Look for the bright side
What a bleak, miserable, cold, wet spring we are having and I'm not just talking about the weather, writes Tim Shadbolt in Southern Focus.
The loss of jobs at Tiwai, the freezing works and in government departments, the collapse of the euro, computer files that are as secure as a third-class cabin on the Titanic, child abuse and oh, how could I forget, Kim Dotcom.
As a nation we've just got to work harder, become more efficient, develop innovative new industries, try to add value to our exports and have more frugal lifestyles. To help us become more motivated, intelligent, creative and healthier we have had a steady stream of brilliant, inspirational speakers visiting Southland over the past few months. So if you want to improve the quality of your life I would encourage you to attend a few of these seminars.

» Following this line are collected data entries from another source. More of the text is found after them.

PR #171, opened 2021-02-18
fix preload data queue

olexii4:

### What does this PR do?
This PR fixed preload data queue.

fixed https://github.com/eclipse/che/issues/19020

### DIFF
--- a/src/services/bootstrap/PreloadData.ts
+++ b/src/services/bootstrap/PreloadData.ts
@@ -52,21 +52,25 @@ export class PreloadData {
     this.defineEnvironment();
 
     await this.updateUser();
-    await this.updateUserProfile();
-    await this.updateBranding();
-    new ResourceFetcherService().prefetchResources(this.store.getState());
-
-    this.updateRestApiClient();
-    this.updateJsonRpcMasterApi();
-
-    this.updateWorkspaces();
-    this.updateInfrastructureNamespaces();
+    await this.updateJsonRpcMasterApi();
 
     const settings = await this.updateWorkspaceSettings();
-    await this.updatePlugins(settings);
-    await this.updateRegistriesMetadata(settings);
-    await this.updateDevfileSchema();
-    await this.updateUserPreferences();
+
+    await Promise.all([
+      Promise.all([
+        this.updateBranding(),
+        this.updateWorkspaces(),
+        this.updateInfrastructureNamespaces(),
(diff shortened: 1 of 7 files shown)


src/services/bootstrap/PreloadData.ts
```diff
@@ -52,21 +52,25 @@ export class PreloadData {
...
 
     await this.updateUser();
-    await this.updateUserProfile();
-    await this.updateBranding();
-    new ResourceFetcherService().prefetchResources(this.store.getState());
+    await this.updateJsonRpcMasterApi();
 
-    this.updateRestApiClient();
-    this.updateJsonRpcMasterApi();
+    const settings = await this.updateWorkspaceSettings();
```
akurinnoy, line 57: Not sure I got it why you get rid of `updateRestApiClient()` in favor of lazily initialize it, but haven't done the same for `updateJsonRpcMasterApi()`?

src/services/bootstrap/PreloadData.ts
```diff
@@ -52,21 +52,25 @@ export class PreloadData {
...
+        this.updateWorkspaces(),
+        this.updateInfrastructureNamespaces(),
+        this.updateUserProfile(),
+      ]),
+      Promise.all([
+        this.updatePlugins(settings),
+        this.updateRegistriesMetadata(settings),
+        this.updateDevfileSchema(),
+      ])
+    ]);
```
akurinnoy, line 71: Have you considered using [Promise.allSettled()](https://developer.mozilla.org/en-US/docs/Web/JavaScript/Reference/Global_Objects/Promise/allSettled) here? And also I wonder why do you group methods this way?

src/services/bootstrap/PreloadData.ts
olexii4: I haven't use lazy initialization for ```updateJsonRpcMasterApi()``` because in the existing implementation it ignores a Promise.

akurinnoy (approved):

src/services/bootstrap/PreloadData.ts
olexii4: I was thinking about  ```Promise.allSettled()``` here, but I need a promise that rejects after branding data request fails. So, I decide to use ```Promise.all() ``` instead .

dmytro-ndp:
[dashboard-next-ci-test]

PR #172, opened 2021-02-18
Fix ability to refresh token on API calls

akurinnoy:
### What does this PR do?

This PR fixes the issue when API calls use an expired token. It improves the application pre-start set up so the `che-workspace-client` gets initialized in the correct order, after the keycloak adapter setup. That allows `che-workspace-client` to correctly register a request interceptor that does token refreshing.

fixes https://github.com/eclipse/che/issues/19058

### DIFF
--- a/src/services/cheWorkspaceClient/index.ts
+++ b/src/services/cheWorkspaceClient/index.ts
@@ -62,7 +62,6 @@ export class CheWorkspaceClient {
       }
 
       this.axios.interceptors.request.use(async config => {
-        console.log('>>> interceptor');
         await this.handleRefreshToken(VALIDITY_TIME, config);
         return config;
       });
--- a/src/services/cheWorkspaceClient/index.ts
+++ b/src/services/cheWorkspaceClient/index.ts
@@ -11,10 +11,11 @@
  */
 
 import { AxiosInstance, AxiosRequestConfig } from 'axios';
-import { injectable } from 'inversify';
+import { inject, injectable } from 'inversify';
 import WorkspaceClient, { IWorkspaceMasterApi, IRemoteAPI } from '@eclipse-che/workspace-client';
 import { KeycloakAuthService } from '../keycloak/auth';
 import { EventEmitter } from 'events';
+import { KeycloakSetupService } from '../keycloak/setup';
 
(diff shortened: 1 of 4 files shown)


src/services/cheWorkspaceClient/index.ts
```diff
@@ -53,39 +56,30 @@ export class CheWorkspaceClient {
...
 
-    window.addEventListener('message', (event: MessageEvent) => {
-      if (event.data.startsWith('update-token:')) {
-        const receivedValue = parseInt(event.data.split(':')[1], 10);
-        const validityTime = Number.isNaN(receivedValue) ? VALIDITY_TIME : Math.ceil(receivedValue / 1000);
-        this.handleRefreshToken(validityTime);
-      }
-    }, false);
+      this.axios.interceptors.request.use(async config => {
+        console.log('>>> interceptor');
```
sleshchenko, line 65:
```suggestion
```

sleshchenko (commented):
I even did not try to review the code, but let me just left <3 here for solving issue with using expired token.

According to discussion we had, it's going to refresh token before each request, which is not the most optimal way, but I'm OK with that since it's really stable and you told old dashboard did in the same way.
We can optimize it later if needed.

I'll test it a bit later today

akurinnoy:
@sleshchenko I've looked into token refreshing and found out that requests for updating token are sent only when it's necessary and the token is nearly to expire, not each time when an update method is called. So we don't have to optimize this part.

olexii4 (approved):
LGTM

JPinkney (approved):

dmytro-ndp:
[dashboard-next-ci-test]

dmytro-ndp:
[dashboard-next-ci-test]

sleshchenko:
> @sleshchenko I've looked into token refreshing and found out that requests for updating token are sent only when it's necessary and the token is nearly to expire, not each time when an update method is called. So we don't have to optimize this part.

That's great news!!!
Can we update token forcibly before Start A Workpace request?
It could help Che Server to minimize a chance to use expired token during workspace start process. If it's not done yet, I did not tested or checked the code.

dmytro-ndp:
[dashboard-next-ci-test]

PR #173, opened 2021-02-19
Fix opening workspace details/IDE after it's created out of the current tab

olexii4:

This PR provides an additional API request in the case if we cannot find the target workspace in the storage. These additional requests fixed errors with opening workspace details/IDE pages after it's created out of the current tab.


sleshchenko (commented):
Since it's a pretty urgent fix, please don't wait my approval here

@akurinnoy approval should be enough

akurinnoy (approved):
LGTM

JPinkney (approved):

PR #329, opened 2021-09-01
Use @devfile/api types in the dashboard frontend

akurinnoy:
### What does this PR do?

This PR refactors the Dashboard Frontend to use types from `@devfile/api` package. It extends original interfaces provided to have some optional fields mandatory and applies them to the dashboard frontend.

fixes https://github.com/eclipse/che/issues/20191


packages/dashboard-frontend/src/pages/GetStarted/updateDevfileMetadata.ts
```diff
@@ -19,7 +19,7 @@ import {
 import getRandomString from '../../services/helpers/random';
 
 export function updateDevfileMetadata(devfile: api.che.workspace.devfile.Devfile, meta?: che.DevfileMetaData): api.che.workspace.devfile.Devfile {
-  if (isDevfileV2(devfile)) {
+  if (isDevfile(devfile)) {
```
sleshchenko, line 22: well, it seems strange... You check if devfile is devfile, for sure it is )
please consider making things clearer here

packages/dashboard-frontend/src/pages/WorkspaceDetails/Header/Actions/index.tsx
```diff
@@ -74,7 +75,8 @@ export class HeaderActionSelect extends React.PureComponent<Props, State> {
       }
       this.props.history.push(nextPath);
     } catch (e) {
-      const message = `Unable to ${selected.toLocaleLowerCase()} ${this.props.workspaceName}. ` + e.toString().replace('Error: ', '');
+      const errorMessage = getErrorMessage(e);
+      const message = `Unable to ${selected.toLocaleLowerCase()} ${this.props.workspaceName}. ` + errorMessage.replace('Error: ', '');
```
sleshchenko, line 79: before I expanded it, it `selected` seems not very clear. Please consider renaming to something like `action`, `selectedAction`, `actionToPerform`

packages/dashboard-frontend/src/pages/WorkspacesList/index.tsx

We can also celebrate the success of the Stags, our Paralympians, the Tour of Southland, which has been going for about 60 years, and community events that seem to be thriving during this era of adversity.
Another way of coping when times get tough is to develop a good sense of humour.
Recently I advertised for a PA and one of the requirements was "a superb grasp of the English language". Sure as eggs, the rest of the advertisement contained three grammatical errors. Now I have astute reporters from this paper and student reporters from SIT who have excellent skills in English grammar, grilling me over the advertisement. Thankfully the work was done by an advertising agency and not our own staff. This is only the second time in 16 years I've had to advertise for a PA and there has been a lot of interest, with applications coming in from Australia, Hong Kong and India.
Two weeks ago I was guest speaker at the Police College in Porirua. I was sitting next to a retired tutor, Fenton Wood, and asked him what he did in his spare time. "I've become a wasabi grower," he announced proudly, and he gave me a jar of his product. "Now this is not the bright green horseradish and chemical paste that you get in sushi bars, this is pure New Zealand wasabi," he added. It was delicious and is worth $100 a kilo on the Japanese market.
Our strategy with exports to Asia is to stick with lamb chops, pastry and milk products, and wait for their middle class to switch to western-style food. This is gradually happening but I also believe we have to grow traditional Asian food. Wasabi prefers a cooler climate (12-15 degrees Celsius is considered ideal). Admittedly, it's tricky to grow, but if you go online there are a few really successful wasabi growers in this country and I would like to see it grown in Southland.
I was interested to read that Kim Dotcom cannot be spied on because he is a New Zealand resident. He is more privileged than I am. I recently requested my SIS file and was amazed by the hundreds of pages I received. My file went from 1968 to 1989, so I was still under observation as mayor of Waitemata.
To be honest, many of the reports were quite complimentary and suggested that I wasn't really a threat to anyone except myself. It is still a bit spooky reading about the details of my life, details about my dog, and details about speaking at the Student Christian Movement Congress in Dunedin. It seems that every move I made or speech I gave was recorded and reported to the SIS by someone.
The cost involved must have been substantial, but in New Zealand very little happened as a result. I've a feeling that if I lived in a military dictatorship my life would have been just as exciting but a lot shorter. Now, of course, I'm delighted our spying agencies made such an effort to document my life because I'd completely forgotten about many of the events I was involved in. I'm looking forward to writing my next book.
» Tim Shadbolt is the mayor of Invercargill.